Anti-CD3ε mAb administration enhances thymic epithelium compartmentalization and maturation and modifies thymic DCs frequency and distribution in Rag2^R229Q/R229Q newborns. (A) Left panel shows representative immunohistochemistry from WT thymus displaying a well-defined corticomedullary differentiation and normal compartmentalization of CK8⁺CK5⁻ cTECs (CK8, blue) and CK8⁻CK5⁺ mTECs (CK5, brown). mTECs show mature morphology with large cytoplasm and delicate CK5 positivity with rare double-positive CK8⁺CK5⁺ immature TECs disposed along the corticomedullary junction (asterisk within inset). Corticomedullary differentiation and maturation of TECs are profoundly impaired in Rag2^R229Q/^R229Q mouse (middle panel) in which immature TECs expressing both CK5 and CK8 are highly represented (asterisk within inset).

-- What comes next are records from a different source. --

PR #593, opened 2019-01-29
New sample: reverse geocode

nCastle1:
This sample demonstrates how to find the address for a tapped point using the world geocoder service.


nCastle1:
First two changes are made.

I don't see a way to make the callout text wider or to wrap. As an alternative, the geocode result could be displayed in a textview above the map, but I don't know if it would be as easy to notice that there was a result. Another option is to show an alert with the geocoded address.

PR #594, opened 2019-01-29
New sample: offline geocode

nCastle1:
This sample demonstrates how to perform forward and reverse geocoding using an offline locator.


pragatisahu:
Verified the sample with all the changes. Looks good to me.

PR #595, opened 2019-01-30
New sample: Mobile map search and route

nCastle1:
This sample demonstrates how to open a mobile map package and use available networks, locators, and maps.


nCastle1:
It looks like the readme was changed between the review being done and the review being posted, because I can't find the typo mentioned.

I'm not sure there is a tolerance issue. The locator has a more detailed view of the transportation network than is shown in the map, and it will also find the nearest address for locations on the water. I don't think this behavior can be changed.

pragatisahu:
Verified the changes. Sample looks good to me.

PR #610, opened 2019-03-08
Fix UWP & Android UI issues

nCastle1:
This fixes an issue with the terrain elevation slider in UWP. Previously it was snapping to integer values, where other platforms allowed more fine-grained adjustments. 

Also updates the Android samples to not automatically reload when the device is rotated.


nCastle1:
It looks like per-app rotation control is a new feature in Android Pie. https://www.howtogeek.com/fyi/google-hid-an-awesome-per-app-auto-rotate-feature-in-android-p/

PR #613, opened 2019-03-12
New sample: Display KML tour

nCastle1:
Demonstrates how to consume KML tour content in ArcGIS Runtime.


nCastle1:
1. The audio should be in sync. I believe there was a recently fixed issue
2. Yes, the placemark should float for those locations.
3. Yes, that workflow is expected. The API provides no way to know when the tour ends.

PR #618, opened 2019-03-18
Update KML tour sample to use PCE

nCastle1:
I had missed the KmlTour.TourStatus property. Using PropertyChanged event, it is possible to detect changes to the tour status, which enables updating the UI when the tour completes.

Two other changes:
* Changed some code to use a new pattern `if (node is KmlContainer container)` which saves a line and hopefully makes the intent clearer.
* Added an Android package reference. I believe this should have done in a previous PR, but possibly due to some caching/partial build issue I didn't see the error previously.


nCastle1:
@pragatisahu I've updated the samples to fix some of these issues. Can you please re-review? Thanks!

pragatisahu:
Verified with build 2366. 
Tested issue 2 and 3 and they worked perfectly fine now. 
I believe issue 1 has a core-api issue.
Ran into no other issues. The sample looks good to me.

PR #620, opened 2019-03-21
New sample: Group layers

nCastle1:
This sample demonstrates the new group layer support introduced at 100.5.


nCastle1:
@pragatisahu I've updated the ordering of the layers to be consistent between platforms. Re: sublayers still being selected even when invisible, that is part of the design of the sample. I think it is useful in highlighting how the API behaves, especially since it isn't necessarily intuitive compared to how other GIS applications work.

pragatisahu:
@nCastle1 : Thank you for letting me know that.
I verified the sample with build 2366. The sample looks good to me.

PR #621, opened 2019-03-25
Update terrain exaggeration minimums

nCastle1:
There was a change to the design of the sample. The new minimum value for the terrain exaggeration slider is `1` at v100.5.


pragatisahu:
Verified with build 2373.
Ran into no issue.
(Can no longer reproduce the starfield through atmospheric effect issue)

PR #627, opened 2019-04-09
Fix iOS memory issues by following viewcontroller lifecycle best practice

nCastle1:
Previously, the iOS samples weren't using the viewcotnroller lifecycle methods to subscribe and unsubscribe from events. This caused a memory leak due to how the garbage collector is implemented on Xamarin.iOS. 

The memory leak issue would cause a crash if several samples were used in sequence, because iOS kills apps that use too much memory. 

Changes:

* `UIBarButtonItem`s are held in fields
* Event subscriptions added in `ViewWillAppear`
* Event subscriptions removed in `ViewDidDisappear`
* TableView references to the owning ViewController are marked `[Weak]`
* Jobs and timers are canceled in `ViewDidDisappear`
* Comments have been standardized in a few relevant areas, mainly by the UI field declarations, in `ViewWillAppear` and `ViewDidDisappear`, and in `LoadView`. 

How to test:

I've already tested all samples to confirm that the memory leak issues are fixed. This is a large change with relatively high risk of error, especially when managing event re-subscriptions (sample startup). 

To test, all samples should be opened and closed. If there are any leaks, the app will be killed before all samples can be run. 

Note: the following samples have lingering memory issues, primarily due to a difficult-to-debug issue with Xamarin.Auth:

* Author map
* Search a portal for maps
* Generate an offline map
* Generate an offline map with overrides
* Integrated windows authentication
* OAuth
* Token secured challenge
* Stats query group and sort

Those samples should be excluded from the test procedure defined above.


pragatisahu:
Verified with build: 2381 and 2385.
* Random crashes: 1. (was going through the samples under Featured category and the sample crashed at Raster hillshade renderer) 
* Mobile map (Search and Route): crash while downloading the data.
* Open mobile scene packages: fails to download data and threw the below error.
[error](https://user-images.githubusercontent.com/40747019/55991185-7f10cf00-5c5e-11e9-9a82-86bdc5f8c7d7.png)
* WMS service catalog: not showing up timestamp data.
* Feature layer dictionary renderer: failed to load data and threw the below error.
[error](https://user-images.githubusercontent.com/40747019/55991404-0fe7aa80-5c5f-11e9-8885-a1396cf9e680.png)

Overall I felt the downloading of data for samples took longer time than usual.

nCastle1:
Re: version issue, I think we need to expect users to be on the latest, and to have the same version on both platforms. The 'Link Framework SDKs only' option works in this specific scenario, but users would run into issues if they tried accessing newer SDKs than what they have available.

PR #1457, opened 2024-06-18
MAUI viewer: search optimization

williambohrmann3:
# Description

Populates a dictionary with the key being the sample and the value being the keywords. Replaces for loop with dictionary lookups.

## Type of change

- Sample viewer enhancement

## Platforms tested on

- [x] MAUI WinUI
- [x] MAUI Android
- [ ] MAUI iOS
- [ ] MAUI MacCatalyst

## Checklist

- [x] Self-review of changes

### DIFF
--- a/src/MAUI/Maui.Samples/ViewModels/SearchViewModel.cs
+++ b/src/MAUI/Maui.Samples/ViewModels/SearchViewModel.cs
@@ -15,6 +15,11 @@ namespace ArcGIS.ViewModels
         private Dictionary<SampleInfo, (string[] nameKeywords, string[] categoryKeywords, string[] descriptionKeywords, string[] tagsKeywords)>
             _sampleKeywords = new();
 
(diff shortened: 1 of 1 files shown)


williambohrmann3:
It also might be a good idea to add `if (sampleResults.Count >= 15) break;` within the `GetMatches()` loop to focus the results on high quality matches and for a (very) minor performance bump. (right after we add the results to `samplesResult`) Thoughts?

mstefarov (approved):
Good improvements!

williambohrmann3:
just committed some further search optimizations, credits to @mstefarov 

> - Uses regex generator (faster) instead of creating a new Regex every time.
> - Use a static HashMap for common words instead of re-creating the array over and over.
> - Do trim as part of split using StringSplitOptions.TrimEntries
> - Avoid an extra ToList() call

PR #1557, opened 2025-02-26
Samples consolidation: `Configure electronic navigational charts` 

williambohrmann3:
# Description

Adds `Configure electronic navigational charts` sample to `Layers` category. Consolidates all `Hydrography` samples.

## Type of change

- New sample implementation

## Platforms tested on

- [x] WPF .NET 8
- [x] WPF Framework
- [x] WinUI
- [x] MAUI WinUI
- [x] MAUI Android
- [ ] MAUI iOS
- [ ] MAUI MacCatalyst

## Checklist

- [x] Self-review of changes
- [x] All changes work as expected on all affected platforms
- [x] There are no warnings related to changes
- [x] Code is commented and follows .NET conventions and standards
- [x] Codemaid and XAML styler extensions have been run on every changed file
- [x] No unrelated changes have been made to any other code or project files
- [x] Screenshots are correct size and display in description tab (800 x 600 on Windows, MAUI mobile platforms use the MAUI Windows screenshot)

PR #1565, opened 2025-03-17
Fix redirect links

williambohrmann3:
# Description

Undoes redirect link removal which unintentionally occurred via #1556 
Undoes wrong redirect links addition which unintentionally occurred via #1557 
Note that we should update our sample sync script to not remove extra redirect links for certain samples

## Type of change

- Bug fix


duffh (approved):
LGTM

PR #1583, opened 2025-04-05
uwp: Fix use of embedded marker symbols

mstefarov:
# Description
Another fix for UWP samples from certification:

- The old fashioned "GetManifestResourceStream" method only works in Debug builds. The recommended pattern in UWP is to use "Content" build action and ms-appx URIs. This avoids a variety of crashes/exceptions when using the sample viewer in Release mode, and shows the best practice to our users.
- Additional fix for _Mobile Map (Search and Rescue)_ only: Map thumbnails did not work with ItemToImageSourceConverter  because LocalItems only have a Thumbnail and not a ThumbnailUri. Conversion has to be done asynchronously so an IValueConverter will not work. After some brainstorming I came up with an attached-property converter, which saves us from having to create MapViewModels and ItemViewModels and all the related plumbing. Perhaps our users will find this trick useful!

## Type of change
- Bug fix

## Platforms tested on
- [x] UWP

## Checklist

- [x] Self-review of changes


duffh (approved):
👍

PR #1619, opened 2025-06-04
Tools: don't use `latest` in redirect paths

williambohrmann3:
Removes `latest` from redirect links in sample generator and sample metadata scripts


cgutierrez-gis (approved):
lgtm

PR #1638, opened 2025-07-23
Adds missing config options

williambohrmann3:
I've had to manually enable several config options, so it makes sense to have these enabled.
- adds missing config options to test on release config and arm64 devices
- fixes csproj spacing issue


src/ArcGIS.AllSampleViewers.sln
mstefarov, line 1: The mappings in this all-viewer solution seem off.  ARM64 maps to x86?  x64 maps to AnyCPU?  I would look over it in Configuration Manager and make sure everything is consistent.

mstefarov (changes requested):

mstefarov (approved):
Looks good, works for me locally too 👍

PR #1653, opened 2025-08-28
README update - remove deprecated platforms

williambohrmann3:
- removes mention of UWP and .NET Framework
- .NET MAUI sln file is listed twice, so reducing to one


praveenaak (approved):
LGTM

PR #1670, opened 2025-09-26
Ian/deprecation fixes main

imalcolm1:
# Description

Fixes for deprecation warnings related to the following:
- Use of Application.Current.MainPage in the MAUI offline routing sample
- Setting VerticalOptions or HorizontalOptions to FillAndExpand or CenterAndExpand options in MAUI XAML files
- Use of deprecated Frame element in MAUI

## Type of change

- Bug fix

## Platforms tested on

- [x] WPF .NET 8
- [x] WinUI
- [x] MAUI WinUI
- [x] MAUI Android
- [x] MAUI iOS
- [ ] MAUI MacCatalyst

## Checklist

- [x] Self-review of changes

### DIFF
--- a/src/MAUI/Maui.Samples/Samples/Analysis/ViewshedGeoElement/ViewshedGeoElement.xaml
+++ b/src/MAUI/Maui.Samples/Samples/Analysis/ViewshedGeoElement/ViewshedGeoElement.xaml
@@ -3,7 +3,7 @@
              xmlns="http://schemas.microsoft.com/dotnet/2021/maui"
              xmlns:x="http://schemas.microsoft.com/winfx/2009/xaml"
              xmlns:esriUI="clr-namespace:Esri.ArcGISRuntime.Maui;assembly=Esri.ArcGISRuntime.Maui">
-    <Grid RowDefinitions="Auto,*" Style="{DynamicResource EsriSampleContainer}">
+    <Grid Style="{DynamicResource EsriSampleContainer}">
         <esriUI:SceneView x:Name="MySceneView" Style="{DynamicResource EsriSampleGeoView}" />
         <Border Style="{DynamicResource EsriSampleControlPanel}">
             <Label Text="Tap to set a destination for the vehicle." FontSize="16" />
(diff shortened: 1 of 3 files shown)


src/MAUI/Maui.Samples/Samples/Analysis/ViewshedGeoElement/ViewshedGeoElement.xaml
```diff
@@ -3,8 +3,8 @@
              xmlns="http://schemas.microsoft.com/dotnet/2021/maui"
              xmlns:x="http://schemas.microsoft.com/winfx/2009/xaml"
              xmlns:esriUI="clr-namespace:Esri.ArcGISRuntime.Maui;assembly=Esri.ArcGISRuntime.Maui">
-    <StackLayout Orientation="Vertical">
-        <Label Text="Tap to set a destination for the vehicle." VerticalOptions="Start" />
-        <esriUI:SceneView x:Name="MySceneView" VerticalOptions="FillAndExpand" />
-    </StackLayout>
+    <Grid RowDefinitions="Auto,*">
```
williambohrmann3, line 6: There are multiple places in this file where you are replicating the UI of the old sample implementation, which is valid. However, since you are touching the UIs of these files, I do think you should follow our standard UI design pattern. That involves using the Border, Grid, and GeoView Styles as defined in https://github.com/Esri/arcgis-maps-sdk-dotnet-samples/blob/main/src/MAUI/Maui.Samples/Resources/Styles/Styles.xaml#L7-L122. By following our UI design pattern, we can reduce the variability in sample UIs which should reduce the risk of breaking changes in future versions of .NET. In the future the hope is we can fix the UI in one place rather than in individual samples as you had to do with this PR.

williambohrmann3 (commented):
Remove the row definitions from the grid of those 3 samples which use the SampleContainerStyle. Visual state setters in the Style handle that. Otherwise, looks good.

williambohrmann3 (approved):

PR #1671, opened 2025-09-27
Ian/UI fixes main

imalcolm1:
# Description

A set of minor UI fixes for the following bugs.

#### Author map (MAUI, WPF)
On MAUI android, the user is unable to click the save button as it is out of frame and cannot be scrolled to
- This is true in either landscape or portrait orientation
- Occurs on both physical tablet and pixel phone simulator

In WPF, the choose layers ListBox is not showing despite appearing in the Visual Tree debug pane

#### Database branch versioning (MAUI)
There is no error message when trying to create a branch with the same name as a preexisting branch

#### Route around barriers (All)
There is a "Calculating" dialog that never shows

#### PKI Auth (WinUI)
The code attempts to connect before actually selecting the certificate. Removing this code seems to fix the issue, so it should be a very quick fix

## Type of change

- Bug fix

## Platforms tested on

- [x] WPF .NET 8
- [x] WinUI
- [x] MAUI WinUI
- [x] MAUI Android
- [ ] MAUI iOS
- [ ] MAUI MacCatalyst

## Checklist

- [x] Self-review of changes

### DIFF
--- a/src/MAUI/Maui.Samples/Samples/Data/EditBranchVersioning/EditBranchVersioning.xaml.cs
+++ b/src/MAUI/Maui.Samples/Samples/Data/EditBranchVersioning/EditBranchVersioning.xaml.cs
@@ -178,7 +178,7 @@ namespace ArcGIS.Samples.EditBranchVersioning
 
         private void ShowAlert(string alertText, string titleText = "Alert")
         {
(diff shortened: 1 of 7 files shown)


williambohrmann3 (approved):
test MAUI Windows; LGTM
very good finds!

Anti-CD3ε mAb administration enforces maturation of TECs leading to compartmentalization of CK8⁺CK5⁻ cTECs and CK8⁻CK5⁺ mTECs (right panel), although mTECs are still closely packed and irregularly distributed with intense CK5 positivity as compared to the normal medulla (detail of morphology within inset). Double immunohistochemical staining: CK5 (brown staining) and CK8 (blue staining). (m, medulla; c, cortex; scale bars corresponds to 200 and 50 μm for 10× and 40× (insets) original magnification, respectively). (B) Graphic representation of the percentage and absolute number of CD11c⁺ cells in the thymus of all mice analyzed (WT, n = 7; Rag2^R229Q/R229Q, n = 7; Rag2^R229Q/R229Q + anti-CD3 n = 9). The last graph on the right indicates mean fluorescence intensity (MFI) of MHC-II expression on total CD11c⁺ cells in all mice analyzed (WT, n = 5; Rag2^R229Q/R229Q, n = 6; Rag2^R229Q/R229Q + anti-CD3 n = 4). (C) Representative dot plot indicating the distribution of myeloid (CD8⁻) and lymphoid (CD8⁺) populations in the gate of CD11c⁺ cells (upper panel). Statistics of the percentage and the absolute numbers of CD8⁺ and CD8⁻ CD11c⁺ in all mice analyzed (WT, n = 5; Rag2^R229Q/R229Q, n = 4; Rag2^R229Q/R229Q + anti-CD3 n = 4) (lower panel). Groups were analyzed with Prism software (GraphPad) using a two-tailed Mann–Whitney unpaired test. Data are presented as mean ± SD. P-values of <0.05 were considered significant.